TM   Luglio/Agosto 2023

I punti deboli della Finma

La caduta di Credit Suisse ha una volta di più messo in rilievo le carenze dell’Autorità federale di vigilanza sui mercati finanziari, priva di una visione d’insieme e critica su tutta la sua attività.

Stelio Pesciallo

di Stelio Pesciallo

Avvocato e notaio presso lo Studio 1896, Lugano

Ancora lo scorso 15 marzo, quattro giorni prima della comunicazione del tracollo, la Finma, l’autorità federale di sorveglianza delle banche e degli altri intermediari finanziari, assicurava che il Cs adempiva a tutti requisiti richiesti alle banche di rilevanza sistemica in merito a capitale e liquidità. In considerazione di quanto si è appreso in seguito e si continua ad apprendere, anche persona non cognita in materia finanziaria si pone il quesito come ciò abbia potuto succedere.

La posizione della Finma è stata messa in discussione da più parti. Nelle ultime settimane il “j’accuse” più tranciante è stato quello espresso dalla Neue Zürcher Zeitung, testata che non può essere ritenuta ostile al sistema bancario e alle istituzioni di cui la Svizzera si è dotata per sorvegliarlo. Per gli esperti finanziari della Nzz la Finma ha fallito in quanto non è sufficiente che si limiti a un formale controllo dei parametri regolatori che ogni istituto bancario deve rispettare, ma deve avere una visione d’insieme e critica su tutta la sua attività. Invece la Finma non aveva interiorizzato nel suo esame la cultura del rischio più che problematica seguita dagli organi dirigenti del Cs. Di conseguenza, pur avendo proposto correttivi non ha tenuto conto della portata assunta dai continui scandali miliardari collezionati dalla banca e dei loro effetti deleteri sul rapporto di fiducia con i clienti. Si aggiunga quanto ammesso di seguito dagli stessi responsabili della Finma, cioè che i responsabili del Cs non prendevano sul serio le raccomandazioni e si sono persino spinti a dichiarare il falso in merito ai rapporti con uno dei suoi maggiori debitori.

La Nzz ha individuato in particolare 5 punti critici dell’attività della Finma.
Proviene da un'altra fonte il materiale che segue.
PR #53, opened 2016-05-03
Request ID

gabriel:
Implements RequestID.

Also remove InstallID from options since its part of update response and config.

### DIFF
--- a/updater.go
+++ b/updater.go
@@ -36,8 +36,8 @@ type Context interface {
 	BeforeApply(update Update) error
 	AfterApply(update Update) error
 	Restart() error
-	ReportError(err error, options UpdateOptions)
-	ReportAction(action UpdateAction, options UpdateOptions)
+	ReportError(err error, update *Update, options UpdateOptions)
+	ReportAction(action UpdateAction, update *Update, options UpdateOptions)
 }
 
 // Config defines configuration for the Updater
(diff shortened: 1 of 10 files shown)


gabriel:

updater.go
```diff
@@ -36,8 +36,8 @@ type Context interface {
 	BeforeApply(update Update) error
 	AfterApply(update Update) error
 	Restart() error
-	ReportError(err error, options UpdateOptions)
-	ReportAction(action UpdateAction, options UpdateOptions)
+	ReportError(err error, update *Update, options UpdateOptions)
+	ReportAction(action UpdateAction, update *Update, options UpdateOptions)
```
jzila: Is this change to the exported interface only to enable test validation?

jzila:
Just one pretty big question.

updater.go
gabriel: Nope, it's to give the reporting access to the update, which includes the RequestID returned by the find update request.

maxtaco:
I'm late to the game, but i didn't see how the `requestID` comes back from the `update.json` call and then is threaded through all of the subsequent calls.  Also, I didn't see how `requestID` changes every time through the loop, while `InstallID` stays fixed.

gabriel:
request_id gets passed to reporting stuff via update object... new requestId gets returned by update.json request in each loop I assume?

install_id same thing, except it doesn't change... the installId returned from update.json is either a new one or echoing back the one passed in?

maxtaco:
this makes sense, thanks!

PR #62, opened 2016-05-09
Exit for restart

gabriel:
Exiting after update check allows the updater to restart.

From the comment above the exit:
```go
// If we received an update from the check let's exit, so the watchdog
// process (e.g. launchd on darwin) can restart us, no matter what, even if
// there was an error, and even if the update was or wasn't applied.
// There is no difference between doing another update check in a loop after
// delay and restarting the service.
```

Also temporarily setting test channel, bumping version and adding some logging.

### DIFF
--- a/update_checker.go
+++ b/update_checker.go
@@ -38,9 +38,11 @@ func (u *UpdateChecker) check() error {
 	u.count++
 	update, err := u.updater.Update(u.ctx)
 	if update != nil {
-		// If we received an update let's exit, so the watchdog process can restart
-		// us, no matter what, even if there was an error, and even if the update
-		//  was or wasn't applied.
+		// If we received an update from the check let's exit, so the watchdog
+		// process (e.g. launchd of darwin) can restart us, no matter what, even if
+		// there was an error, and even if the update was or wasn't applied.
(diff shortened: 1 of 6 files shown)


gabriel:
@keybase/updater-hackers

gabriel:
Gonna merge this in prematurely, cause this allows us to start dogfooding

update_checker.go
```diff
@@ -21,7 +22,7 @@ type UpdateChecker struct {
 
 // NewUpdateChecker creates an update checker
 func NewUpdateChecker(updater *Updater, ctx Context, log logging.Logger) UpdateChecker {
-	return newUpdateChecker(updater, ctx, log, DefaultTickDuration())
+	return newUpdateChecker(updater, ctx, log, time.Hour)
```
jzila: shouldn't this be a constant somewhere?

jzila:
LGTM, one nit but it's not critical.

update_checker.go
gabriel: yup.. in this PR, the ticker stuff got better (default is a const): https://github.com/keybase/go-updater/pull/65

PR #63, opened 2016-05-09
Util tweaks

gabriel:
- Move rand util stuff into rand.go
- RandString changed to RandomID and uses 256 bits
- Move string util into strings.go

### DIFF
--- a/util/rand_test.go
+++ b/util/rand_test.go
@@ -9,12 +9,12 @@ import (
 )
 
 func TestRandString(t *testing.T) {
-	s, err := RandomID("prefix.")
+	s, err := RandomID("prefix=")
 	t.Logf("Rand string: %s", s)
 	if err != nil {
 		t.Fatal(err)
 	}
-	if !strings.HasPrefix(s, "prefix.") {
+	if !strings.HasPrefix(s, "prefix=") {
 		t.Errorf("Invalid prefix: %s", s)
 	}
 	if len(s)-len("prefix.") != 52 {
--- a/util/rand_test.go
+++ b/util/rand_test.go
@@ -1,0 +1,23 @@
+// Copyright 2015 Keybase, Inc. All rights reserved. Use of
+// this source code is governed by the included BSD license.
+
+package util
+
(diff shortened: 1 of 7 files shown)


gabriel:
@keybase/updater-hackers

util/rand_test.go
```diff
@@ -0,0 +1,23 @@
...
+func TestRandString(t *testing.T) {
+	s, err := RandomID("prefix.")
+	t.Logf("Rand string: %s", s)
+	if err != nil {
+		t.Fatal(err)
+	}
+	if !strings.HasPrefix(s, "prefix.") {
+		t.Errorf("Invalid prefix: %s", s)
+	}
+	if len(s)-len("prefix.") != 52 {
```
chrisnojima: does this actually work if the random number encodes with padding (which then gets removed)?

gabriel: Good catch, yeah the padding remove should only happen from the returned base32 string. Fixed with test.

util/rand_test.go
```diff
@@ -0,0 +1,23 @@
...
+func TestRandString(t *testing.T) {
+	s, err := RandomID("prefix=")
+	t.Logf("Rand string: %s", s)
+	if err != nil {
+		t.Fatal(err)
+	}
+	if !strings.HasPrefix(s, "prefix=") {
+		t.Errorf("Invalid prefix: %s", s)
+	}
+	if len(s)-len("prefix.") != 52 {
```
chrisnojima: even with the above fix won't this fail sometimes? sometimes the base32 encoding will have padding / won't (or is that not true). It seems like if it does sometimes and doesn't sometimes, then the length of the random string (ignoring prefix) will be variable length (cause we strip it sometimes) so it won't always be 52 long. like sometimes it'll be 51 and still be working fine

gabriel: ah.. the random id is always 256 bits (as suggested by https://gist.github.com/tqbf/be58d2d39690c3b366ad)... this means the padding will always be the same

  • In primo luogo la Finma grava sui piccoli e medi istituiti, per non parlare anche degli altri intermediari finanziari, con una moltitudine di prescrizioni e con misure anche estreme (ricordiamoci del trattamento subito dalla Bsi condannata a essere liquidata) mentre tratta con benevolenza i grandi istituti. Un rimprovero che il Consiglio federale aveva già mosso all’allora Commissione federale delle banche in merito al trattamento benevolo nei confronti di Ubs prima del salvataggio nella crisi del 2008. Il Cs era stato oggetto successivamente al 2013 a ben 10 procedimenti disciplinari (enforcement) senza risultati positivi. I giovani e inesperti giuristi della Finma nei loro controlli sulla scorta di tabelle Excel sono ossessionati dal rispetto di dettagli e inezie, privi di  una visione di insieme tanto da spingere i loro responsabili ad accontentarsi del rispetto di parametri su capitale e liquidità.
  • Il secondo rimprovero è la confusione di competenze all’interno della Finma tra CdA e Direttorio, che rende difficile e tardivo un intervento immediato. Sarebbe necessario limitare l’attività del CdA alla visione strategica e dei compiti, mentre il Direttorato deve occuparsi esclusivamente dell’operatività della sorveglianza nei confronti degli intermediari finanziari.
  • Terzo problema, la Finma ha il personale sbagliato: troppi giovani giuristi inesperti senza esperienze di rilievo in campo finanziario, che lavorano esclusivamente sulla scorta di liste di controllo e che non permettono quindi ai loro responsabili, come si diceva sopra, una visione di insieme sul reale stato dell’istituto controllato.
  • Il quarto rimprovero è che la Finma impiega troppo poche delle circa 550 unità a sua disposizione nei controlli delle banche di importanza sistemica.
  • Quinto: il sistema di comunicazione della Finma è carente se lo si rapporta agli strumenti adottati ad esempio dalla autorità di sorveglianza americana. Infatti portata e esiti dei procedimenti di enforcement vengono resi noti in maniera molto restrittiva in parte anche a causa di una carente base legale. In particolare le modalità di comunicazione dei suoi responsabili non solo sono limitate nella loro portata ma sono troppo tecniche e incomprensibili ai più. Un esempio è stata la comunicazione dei motivi che hanno l’hanno portata a annullare le obbligazioni di 17 miliardi AT1 che ha sollevato una ondata di ricorsi.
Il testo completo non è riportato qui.